Aeschimann, W., Staats, S., Kammer, S., Olieric, N., Jeckelmann, J.M., Fotiadis, D., Netscher, T., Rimbach, G., Cascella, M., Stocker, A.(2017) Sci Rep 7: 4970-4970
- PubMed: 28694484 
- DOI: https://doi.org/10.1038/s41598-017-05148-9
- Primary Citation of Related Structures:  
5MUE, 5MUG - PubMed Abstract: 
Vitamin E is one of the most important natural antioxidants, protecting polyunsaturated fatty acids in the membranes of cells. Among different chemical isoforms assimilated from dietary regimes, RRR-α-tocopherol is the only one retained in higher animals. This is possible thanks to α-Tocopherol Transfer Protein (α-TTP), which extracts α-tocopherol from endosomal compartments in liver cells, facilitating its distribution into the body.
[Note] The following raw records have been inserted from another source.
PR #388, opened 2024-09-19
Add in updates for traffic light protocol testing requirements

mlysaght2017:


eddie-knight:
cc/ @nas-hub @sublimino @kazmik23

eddie-knight (approved):
Discussed on the Security WG call. If we find opportunities to de-duplicate test requirements, we may adjust this in the near future.

PR #389, opened 2024-09-19
Placeholder for GenAI taxonomy created

smendis-scottlogic:


eddie-knight:
This has a lot of extra changes beyond the scope of the GenAI taxonomy... Would it be too much trouble to update this PR to not include additional changes?

PR #390, opened 2024-09-19
Added example refarch entry

eddie-knight:


mlysaght2017 (approved):
@eddie-knight  - Looks like a good starting point and enough to get going with AI Readiness.

No doubt you're clued into CALM already: https://github.com/finos/architecture-as-code/tree/main - might become more relevant at some point.

eddie-knight:
I did indeed forget to consider CALM as an option. I agree that's the direction we should take this, rather than the ad hoc solution currently in this PR.

PR #406, opened 2024-09-22
Add in new KeyMgmt threat and tests

mlysaght2017:
@eddie-knight - added in todos as well on two threats related to KMS that are currently down as common, but may be better shifted to KMS specific threats - let me know your thoughts.

### DIFF
--- a/services/common-threats.yaml
+++ b/services/common-threats.yaml
@@ -10,7 +10,7 @@ threats:
       - TA0005
       - T1562
   - id: CCC.TH02
-    title: Vendor-hosted keys are compromised
+    title: Vendor-hosted keys are compromised #TODO: Should this be in the crypto service?
     description: |
       The service uses a vendor-hosted key management service (KMS) to manage
       encryption keys. Insider threats or mistakes can result in access by a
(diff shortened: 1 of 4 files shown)


eddie-knight (approved):

damienjburks (dismissed):
LGTM! 🚀

damienjburks (approved):

damienjburks:
@smendis-scottlogic can you please review?

services/crypto/key/threats.yaml
```diff
@@ -1,18 +1,32 @@
 common_threats:
   - CCC.TH01
+  - CCC.TH03
+  - CCC.TH13
+
```
smendis-scottlogic, line 5: We need CCC.TH05 here as CCC.C06 is added under common_controls for KMS and CCC.C06 refers to CCC.TH05

smendis-scottlogic: Add all the referred threats need their title as a comment in front.
Eg - CCC.TH01 # Unauthorized access through elevated privileges

services/common-threats.yaml
```diff
@@ -32,7 +32,7 @@ threats:
       - TA009
       - T1557
   - id: CCC.TH04
-    title: Attacker encrypts data with client-managed keys
+    title: Attacker encrypts data with client-managed keys #TODO: Should this be in the crypto service?
     description: |
       The service provides encryption mechanisms, but the encryption keys are
```
smendis-scottlogic, line 37: `common_threats.yaml` line 54 has a TODO. I think Multi-region deployment make sense to add there. Better to fix it with this MR as CCC.TH05 (line 48-57) should be included in KMS threats.yaml because it is referred by CCC.C06 which is added in KMS controls.yaml

PR #680, opened 2017-11-22
pyenv promt segment uses $PYENV_VERSION environment variable"

### LINKED ISSUE #679: Active virtualenv name is not correct for pyenv
When I activate multiple versions by `pyenv global devtools2 devtools3 3.2 2.7`, the promt segment shows that I've activated the first (`devtools`).
I think it should not show any thing here because they are global environment.
The issue can be fixed by using `PYENV_VERSION` environment variable. Check the document [here](https://github.com/pyenv/pyenv#choosing-the-python-version).
And I'm willing to fix that in a pull request.

dinhnv:
Fix #679

### DIFF
--- a/powerlevel9k.zsh-theme
+++ b/powerlevel9k.zsh-theme
@@ -1379,18 +1379,10 @@ prompt_virtualenv() {
 }
 
 # pyenv: current active python version (with restrictions)
-# More information on pyenv (Python version manager like rbenv and rvm):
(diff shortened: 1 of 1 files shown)


bhilburn:
Good catich, @dinhnv, and thanks so much for submitting the fix! I really appreciate it.

Welcome to `P9k` as a contributor! This is a great PR =)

Here we show that, upon binding to its substrate, α-TTP acquires tendency to aggregation into thermodynamically stable high molecular weight oligomers. Determination of the structure of such aggregates by X-ray crystallography revealed a spheroidal particle formed by 24 protein monomers. Oligomerization is triggered by refolding of the N-terminus. Experiments with cultured cell monolayers demonstrate that the same oligomers are efficiently transported through an endothelial barrier (HUVEC) and not through an epithelial one (Caco-2). Discovery of a human endogenous transport protein with intrinsic capability of crossing endothelial tissues opens to new ways of drug delivery into the brain or other tissues protected by endothelial barriers.
Organizational Affiliation: 
University of Bern, Department of Chemistry and Biochemistry, Bern, Switzerland.